More importantly, as products become more customizable and more individualized, the low hanging fruit will begin to vanish. Product customization will breed complexity – consumers are going to have more and more choice. But with more choice, they will require more handholding and explanation. And without technology, this future will lead to most insurance advisors struggling to service their clients appropriately.

This additional complexity and choice will hold true for all individual insurance advisors as well. Anyone selling insurance will now need to deal with a lot more complexity. Instead of there being a few product choices, clients will have dozens. The goal of the advisor will be to not just procure the right insurance product for a client, but figure out what the right product is. And, today, the tools to help do that simply don’t exist.


Technology for Complexity

Technology is going to rapidly become necessary for combating complexity. First off, advisors will need technology that helps them deal with immense amounts of new product information that will be coming down the pipeline. Imagine a world where you sit in front of a prospect, fill out their information, needs, and specific wants on a tablet, and immediately have 3-4 products and quotes for spit back out to you? All of a sudden, every client is receiving customized, personalized, white glove service. And, as an advisor, you get to provide clients with amazing service, educate them on the intricacies of the different product offerings, and close them quickly and on the spot. What’s not to like?

So what’s necessary for this sort of technology? Well, we need to merge the data layers between product and client. Today, the insurance carriers, MGAs, and TPAs control data about the product. They create or distribute the products, and are tasked with educating advisors on them. Whether they successfully do so is another topic for another time, but, suffice to say, if you have 10x as many products coming out in the next five years due to better data, advisors are going to be facing a far steeper learning curve. Meanwhile, advisors own the client data. They know who their clients are, what they like, what they want, and what they need. As long as these two data layers are separated, we are not going to see advisors succeeding.

The future of advisor enablement, then, involves merging these two data layers. It means that advisors collect client data which is directly sent to the carriers (or MGAs / TPAs), and advisors receive personalized product data in return. This would lead to all sorts of gains for clients, advisors and distributors. Clients will be able to receive better personalized coverage that fits their needs appropriately.

For advisors, the upsides are huge. First, you will be able to provide the exact right product for the right client. Moreover, intelligent recommendations will also help you upsell or cross-sell. If you have information about your client which, when pushed through the product data layer, suggests that your client is likely to purchased accidental death & dismemberment insurance, you are selling a product that may never have come up in the needs assessment conversation. You’re using big data to help guide clients towards products they need but don’t know they need!
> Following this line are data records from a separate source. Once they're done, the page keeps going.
PR #1055, opened 2020-02-27
Persist variable settings after graph is plotted

### LINKED ISSUE #1017: Graphing mode equation variables reset if you modify equation list
**Describe the bug**
After entering an equation with variables, if you add/edit/remove an equation from the list, variable value + settings (min/max/step) reset.

**Expected behavior**
Any changes a user makes to variables should persist unless the variable is removed from use entirely.

**Screenshots**
S1FNtqGyZA

joseartrivera:
- Creates a model for the variable that stores the values after the graph is re-plotted
- Updated VariableViewModel and other code to contain the model

- Manual tests


src/Settings.XamlStyler
```diff
@@ -19,7 +19,8 @@
         "*:*, *",
         "PageSource, PageIndex, Offset, Color, TargetName, Property, Value, StartPoint, EndPoint",
         "mc:Ignorable, d:IsDataSource, d:LayoutOverrides, d:IsStaticText",
-		"IsEnabled, x:Load, Load"
+		"IsEnabled, x:Load, Load",
+        "Value, Maximum, Minimum"
```
joseartrivera: This is one of those rare instances where the ordering of the binding actually matters (the order of binding is determined by the literal order the properties are defined in XAML). This change puts Value above Maximum and Minimum, otherwise if Value was higher than Maximum in the UI prior to the underlying viewmodel change, it would get reset to be the Maximum value and trigger a two-way binding, setting the default int for Value to be 2 or 0 instead of 1.

src/GraphControl/GraphControl.vcxproj.filters
```diff
@@ -71,5 +74,7 @@
   <ItemGroup>
     <CopyFileToFolders Include="$(GraphingImplDll)" />
     <CopyFileToFolders Include="$(GraphingEngineDll)" />
+    <CopyFileToFolders Include="$(GraphingImplDll)" />
```
sanderl: nit: you can remove the extra copy lines

joseartrivera:
> Every time a variable is added, the whole control refreshes. Can we somehow prevent the UI from refreshing with each variable add?

Not part of this PR but I added a fix.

Just as importantly, when you connect the data and product layer, future sales become easier to generate. Notifications from the product layer can alert you when clients should purchase a conversion product, or when a client has hit a certain milestone that means they may need a new product. Meanwhile, information brought in by the advisor about the client and provided to the product layer can generate a list of potential upsell opportunities. If you know your client just had his first child, now the product layer does and it can recommend the products clients similar to your client bought after having their first child.

Fundamentally, this is what we see as the future of the advisor. It ties into our concept of the bionic advisor. It is an advisor that will use technology to help automate and streamline the sales process, allowing him or her to focus on the hands-on relationship management of the business. In the future, advisors will be able to work with far more clients by doing far less back-office busywork.

What do you think? Are you ready for the future?